BUILT-UP OR CONSTRUCTIVIST SCULPTURE
Clearly, ingenuity of the “tool-maker” has made an imprint on the evolution of three-dimensional imagery, and it would be a serious omission to ignore the considerable achievements in an area we call “Built-up” or “Constructivist” Sculpture. It is in this domain, in particular, that we find modern technology has triumphed in the ages-long struggle with “ponderation”– the perceptual experience of earth’s gravitational demands on Homo sapiens.
At first, metalurgy gave sculptor and architect the language with which to confound gravity. And since then, such technologies as plastic resins, polyesters and other man-made materials have given designers means to loose the bonds of Icarus.
Take for example a Rearing Stallion by Leo Steppat (Fig. 8-38 and detail) which is fabricated with forged iron. A massive work, it is built with metal plate — using an acetylene torch to cut the sheet iron before it is welded together. Cantilevered in space in defiance of gravity, Steppat’s virtuosic celebration of the instant in many ways rebuffs the stonecutter’s perennial quest for eternity.
Gravity seems to be “center-stage” in many pieces of Constructivist sculpture, such as Suspended (Fig. 8-39) by Menashe Kadishman, or David Smith’s Cock Fight (Fig. 8-40), both welded steel. But in the vast scheme of artistic expression, one can’t help but wonder if history will be as celebratory about paeans to gravitational freedom as to, say, Renaissance Humanism or Gothic piety.
Somewhat more hospitable to traditional Western cultural tradition are figurative sculptures in the Constructivist Style, such as Reg Butler’s Woman Standing, made of Bronze, wire and Sheet Metal (Fig. 8-41) and a polychromed piece entitled Holy Man I by Ida Kohlmeyer (Fig. 8-42). Though not especially optimistic about the development of Modern man, these works continue the dialogue regarding post-Renaissance civilization.
Historically, when sculpture has been pressed into a narrative role in monolithic cultures such as Egyptian, Greek, or Medieval Christian, it has been as an architectural frieze.
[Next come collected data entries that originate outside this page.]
PR #306, opened 2021-06-10
Schedule Giveaway

Aayansh549:
A Option to Schedule Giveaways like after 2 Days that Giveaway will start something like this.

### DIFF
--- a/README.md
+++ b/README.md
@@ -303,10 +303,11 @@ client.giveawaysManager.start(message.channel, {
     time: 60000,
     winnerCount: 1,
     prize: 'Free Steam Key',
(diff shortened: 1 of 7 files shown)


Nico105:
Is this a feature request? Or an actual pr? Because you made a pr with a dependabot branch...

Aayansh549:
> Is this a feature request? Or an actual pr? Because you made a pr with a dependabot branch...

I doesn't know much about GitHub. That's why didn't get to Do that.

Nico105:
Ok so you want it as a feature.
I have smth in mind, I will work on it.

PR #307, opened 2021-06-10
✨ Add thumbnail support and use setTitle instead of setAuthor 

Ionys320:
The first change allows users to put an image with their giveaway, allowing it to be more attractive. It is an optional parameter of course, and using `.setThumbnail`.
The second change allows users to use custome emojis such as Steam logo with their prize.

VSC made auto-formats, sorry for the inconvenient.

### DIFF
--- a/src/Manager.js
+++ b/src/Manager.js
@@ -61,7 +61,7 @@ class GiveawaysManager extends EventEmitter {
     generateMainEmbed(giveaway, lastChanceEnabled) {
         const embed = new Discord.MessageEmbed();
         embed
-            .setAuthor(giveaway.prize)
+            .setTitle(giveaway.prize)
             .setColor(lastChanceEnabled ? giveaway.lastChance.embedColor : giveaway.embedColor)
             .setFooter(`${giveaway.winnerCount} ${giveaway.messages.winners} • ${giveaway.messages.embedFooter}`)
             .setDescription(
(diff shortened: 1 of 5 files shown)


Nico105:
Custom emojis normally do not work in author?

And for the thumbnail option, I am not sure since it is not essential I think, and we have put the embed generating in functions where they can be extended for customization anyway. Also then we might just have to add the other remaining embed options as options too which may be too much to support per default. 
Tho I will wait for other opinions.

Ionys320:
> Custom emojis normally do not work in author?
I can confirm they are not working with author. I made few tests, and Discord send them as usual text when using auhor.

> I am not sure since it is not essential I think, and we have put the embed generating in functions where they can be extended for customization anyway. Also then we might just have to add the other remaining embed options as options too which may be too much to support per default.
Yeah, I understand. I would have the usage of thumbnails, especially because I do GWA for games, and put an image of the game without sending another message for this could be pretty nice, I think.

Thanks for your time!

src/Manager.js
```diff
@@ -197,11 +201,17 @@ class GiveawaysManager extends EventEmitter {
                 channelID: channel.id,
                 guildID: channel.guild.id,
                 prize: options.prize,
+                hostedBy: options.hostedBy ? options.hostedBy.toString() : null,
+                messages: options.messages,
+                reaction: options.reaction,
+                botsCanWin: options.botsCanWin,
+                exemptPermissions: Array.isArray(options.exemptPermissions) ? options.exemptPermissions : [],
```
Nico105, line 208:
```suggestion
```

Nico105:
👍 thank you for your contribution

PR #318, opened 2021-06-28
🐛 allowedMentions

Nico105:
allowedMentions.repliedUser not needed cause no reply. (mongoose schema)
`|| client.allowedMentions` as mentioned in the pr, not needed cause [discord does that automatically](https://github.com/discordjs/discord.js/blob/e37ef3af2151e556527ccd8e98ec531bdcc0ed70/src/structures/MessagePayload.js#L162-L165)
IMO option for the edit command is not needed because i think hardly anyone will change this option for 1 running giveaway.
I see it more of a option for server owners. = for all gaws in 1 server

tested.
thoughts?


Androz2091 (approved):
Thank you 👍

Androz2091 (approved):
LGTM 👍

ririko5834:
How to allow all mentions? Users are telling me that they are not pinged in the win message

Nico105:
> How to allow all mentions? Users are telling me that they are not pinged in the win message

this is not the right place to ask that btw
anyway, you should check your client settings first.
+ the users themselves could also have muted a server
otherwise you can use the `allowedMentions` option for the start function to overwrite your client defaults.
for values of the option, refer to the discord.js docs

In more recent times, however, the French artist, Rodin ventured a story-telling work in bronze — his famous Burghers of Calais (Fig. 8-43, 1886-87), which Rodin meticulously “developed anatomically” in Plastilene before “clothing” them with “Flemish robes.”
For a contemporary studio artist to venture into this realm of narrative sculpture with only sheets of steel and a welding torch clearly requires real hutzpah. Notable in this regard is the work of Barbara Lekberg, exemplified by her welded-steel version of the Deposition (Fig. 8-44) seen above. Lekberg conjures with theatricality here, but her visible welding process provides sufficient psychic distance for the work to succeed.
Where Constructivist Sculpture will lead us in the 21st Century is hard to predict in the opening decade, but it appears that the revolution in castables, vacuum injected molds, lightweight metals such as titanium, and a host of new resins now bonded with little more than paper to build airplanes, should easily render the time-honored processes of carving and bronze-casting obsolescent. One can predict, however, that as the pendulum swings inexorably toward higher levels of technology, we will also see a concomitant rise in the production of naive or Folk Art — as in the past — relying on simple materials such as fired clay and assemblages of wood or metal to express ideals of a less-urbane culture.
Inevitably, it seems the reductive process -whether graphic or three-dimensional — trends toward the linear as a baseline of rudimentary human “sign-making.” Divested of its tactile or planar aspect, Constructivist language appears to gravitate toward either Literary content or “pure aesthetic” expression. Illustrated works by Alberto Giacometti (Fig. 8-45) and Ibram Lassaw (Fig. 8-46) are somewhat akin to “program music,” while the more kinetic statements in Figs. 8-47 and 8-48 by Jose de Rivera and Naum Gabo express fundamental delight in aesthetic possibilities of the tensile materials, stainless steel and plastic.